Use of Analytics in Uber System:
- Now, coming to the Analytics part, what is analytics? In simple words, it is just making sense of the data which we have. Uber does that a lot because they need to understand the user, and they need to understand the behaviors of the Cab Drivers. That’s why you can optimize the system and eventually we can minimize the cost of operation and also make the user satisfaction better.
- So now let’s discuss what are the different tools which Uber users or different frameworks that Uber Utilizes to do a lot of analytics. As I have already mentioned, there is tons of GPS data flowing into the system from drivers and also a lot of information coming in from the users/passengers. All those data are saved either in NoSQL or our DBMS system or to the HDFS directly. If we are not sending the data directly to the HDFS, then what we can do is dump all the data from the NoSQL DB and put it onto HDFS.
- And sometimes, for a different kind of analysis, we may need the data in real-time and this data can directly be consumed from Kafka. Let me brief about every component of Big Data that you see in the main architectural diagram.
Big Data module(HDFS, HIVE, MAPS)
- The Hadoop platform has a lot of analytics-related tools that we can make use of to build analytics on the existing data. So we can take a constant dump of the data which we have in the database to the HDFS and on top of that, we can use tools like HIVE and PIG to get the data that we want from the HDFS.
- The next component is Maps or ETAcomponents.What we can do with this is, you consume the historical data along with real-time data, and also we can retrace the previous Maps data that we have, and then we can build the new Maps all together we can improve the Maps data that is currently there in the Map. And also, with the historical data and the real-time information coming from the Cab like traffic conditions and the speed of the Cabs, etc.

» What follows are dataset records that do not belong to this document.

PR #1765, opened 2025-02-14
Add fusion_type compile option for controlling the fusion logic

IvanYashchuk:
This PR adds an option for choosing a fusion type (requested in https://github.com/Lightning-AI/lightning-thunder/pull/1763#issuecomment-2654504891). Currently, there are two fusion types:
1. `"dataflow"` - fusions are formed based on dataflow and merged horizontally and vertically,
2. `"consecutive"` - fusions are formed if two symbols are fusible preserving the input order (added in https://github.com/Lightning-AI/lightning-thunder/pull/1608).

`thunder.dynamo.thunderfx` and `thunder.jit` have different defaults, `thunderfx` uses the "dataflow" fusion type (as it was before https://github.com/Lightning-AI/lightning-thunder/commit/f2d715240555ca787fbdbba6f42c6f9d422ae0c3) and `jit` uses the "consecutive" fusion type introduced in https://github.com/Lightning-AI/lightning-thunder/commit/f2d715240555ca787fbdbba6f42c6f9d422ae0c3.

### DIFF
--- a/docs/source/intermediate/benchmarking.rst
+++ b/docs/source/intermediate/benchmarking.rst
@@ -272,3 +272,8 @@ As seen earlier, it's possible to write benchmarks for models and not just stand
       benchmark_for_compute_type(compute_type, benchmark, fn, *args, **kwargs)
 
 And that's as simple as that! Just add the decorator ``@parametrize_compute_type`` after your parametrization, add the ``compute_type`` argument, and use ``benchmark_for_compute_type`` to call the benchmark function.
+
+Isolate benchmarks to avoid OutOfMemory errors
+----------------------------------------------
+
+When running multiple benchmarks in sequence, ``pytest`` does not always do a good job cleaning up, and sometimes it happens that, while they work when called standalone, benchmarks fail anyway. The main problem we observed is that memory is not entirely freed before running the next benchmark, therefore the option ``--isolate-benchmarks`` comes in rescue. It will separate the benchmark runs, creating a sub-process for each benchmark configuration and run them one after the other. Logs of failures will be saved in the ``failed_benchmarks_logs`` folder and benchmark results will be saved in the form of json in the ``benchmarks_reports`` folder unless the ``THUNDER_BENCH_DIR`` environment variable is specified.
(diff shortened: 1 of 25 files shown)


IvanYashchuk:
This pull request is ready for review. I'm keeping the draft mode to prevent accidental merges into the wrong base branch.

t-vi:
Please make it a boolean option. Thank you.

t-vi:
I think we are having similar discussions for just about any option.
There are two things that make me prefer a boolean option:
- To my mind, having keyword options like this is a discoverability problem.
- I don't think it is good to have many codepaths through the compiler, so I would prefer to keep the option space small.

My concern about the algorithm you prefer to be the default with the dynamo frontend is that it appears to reoder operations without regard to memory requirements and just happens to produce a happier outcome on some models and seems to be producing very high memory requirements in some checkpointing cases for us. As such it would be preferable if the non-dynamo-frontend codepath to use the consecutive merging exclusively until it is amended by a memory-aware reordering of operations. Whether to capture this in a boolean option set by the dynamo frontend call to the jit or just hardcode based on the frontend option is OK.

I understand that your vision for the dynamo frontend is different from that, so if you deal with that however you want, it will be fine.

IvanYashchuk:
I understand your concerns about the default choice for ThunderFX being suboptimal for certain types of computations. We are aware of the limitations.

> As such it would be preferable if the non-dynamo-frontend codepath to use the consecutive merging exclusively until it is amended by a memory-aware reordering of operations.

It's done so in the current PR. `thunder.jit` by default uses the `fusion_type="consecutive"` option. 

I'm sorry I don't get your request. I thought you were asking instead of "fusion_type=string" something like "enable_dataflow_fusion=True" (which is still a keyword argument to the `thunder.jit` call). But then you state one reason to prefer a boolean option is that keyword arguments have a discoverability problem. I thought "boolean" refers to the type of the value passed as a keyword argument to `thunder.jit`. Could you please clarify what change you would like to see?

t-vi:
Let's leave it as is then.
Can you please resolve the conflicts so we can merge?

t-vi (approved):
Thank you @IvanYashchuk

Issue #703, opened 2024-07-03
vjp correctness fails for sdpa manual grad forward sdpa


t-vi:
From the CI run in an intermediate version of #691 :

FAILED thunder/tests/test_grad.py::test_vjp_correctness_sdpa_manual_grad_forward_scaled_dot_product_attention_nvfuser_cuda_thunder.dtypes.float16 - AssertionError: Tensor-likes are not close!

Mismatched elements: 19624 / 245760 (8.0%)
Greatest absolute difference: 0.125 at index (1, 1, 60, 64) (up to 1e-05 allowed)
Greatest relative difference: inf at index (0, 0, 54, 6) (up to 0.001 allowed)
FAILED thunder/tests/test_grad.py::test_vjp_correctness_sdpa_manual_grad_forward_scaled_dot_product_attention_nvfuser_cuda_thunder.dtypes.bfloat16 - AssertionError: Tensor-likes are not close!

Mismatched elements: 7563 / 180224 (4.2%)
Greatest absolute difference: 1.046875 at index (6, 0, 86, 73) (up to 1e-05 allowed)
Greatest relative difference: inf at index (0, 1, 22, 61) (up to 0.016 allowed)
= 2 failed, 4667 passed, 823 skipped, 108 xfailed, 96 xpassed, 119791 warnings in 594.94s (0:09:54) =

@vedaanta I tentatively assigned it to you because #691 is your PR...

tfogal:
triage review:
- could actually be a pytorch bug

IvanYashchuk:
@riccardofelluga, when you have time could you please check that the same backend is chosen in Thunder and PyTorch for the failing cases? Maybe the test inputs should be modified to have better-behaving values for numerical testing.

Recently the failure was observed in https://github.com/NVIDIA/Fuser/issues/3905.

riccardofelluga:
It looks like that there is no difference between the two tests. They both call the same sdpa function when given identical inputs. Moreover, removing the skip I cannot seem to be able to reproduce the flakiness

riccardofelluga:
Upon further inspection, out of 300 runs 1 of them resulted in a numerical mismatch. By capturing that input and feeding it back to the test however the mismatch does not appear either. It looks like that this is coming from some op being not deterministic. Since the only failed test was on the inputs with the `scale` kwarg, my recommendation here would be to change it to a number that can be casted to float16/bfloat16 instead of `0.123`.

[...]

PR #1767, opened 2025-02-16
Mark `test_vjp_correctness_sdpa_manual` with non-strict xfail instead of version check

IvanYashchuk:
Mark `test_vjp_correctness_sdpa_manual` with non-strict xfail instead of version check. The current nightly PyTorch version is 2.7 and the flakiness may re-emerge as seen in https://github.com/NVIDIA/Fuser/issues/3905.

The numerical flakiness of this test is tracked in https://github.com/Lightning-AI/lightning-thunder/issues/703.

cc @borda


t-vi (approved):
Thank you Ivan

- We can use this data to compute ETA. When there is a request for Cabs, then the server contacts contact these Big Data components for ETA calculation. Now Uber is using something like simulated artificial intelligence to calculate the ETA with more accuracy.
Challenges need to be Considered:
In a Slow network or intermittent disconnecting network scenario, how will the passenger be able to use the Uber app uninterrupted?
In the middle of the trip, if the network gets disconnected then in that case how to handle the billing for that passenger?
Here, in this blog, I have explained the system designing of the Uber backend. Also explained about the microservices architecture that Uber is leveraging upon to build the backend APIs communicating with each other in a distributed system.
- How to design a microservices-based architecture for any of the backend applications?
- What is the use of Kafka in real-time data analysis and processing?
- How ETAs are calculated in any of the Cab provider services like OLA, Uber etc.
- What is Geo-Spatial Design and how it is helpful in the applications?
- What is Gossip Protocol and why it is used in a distributed system?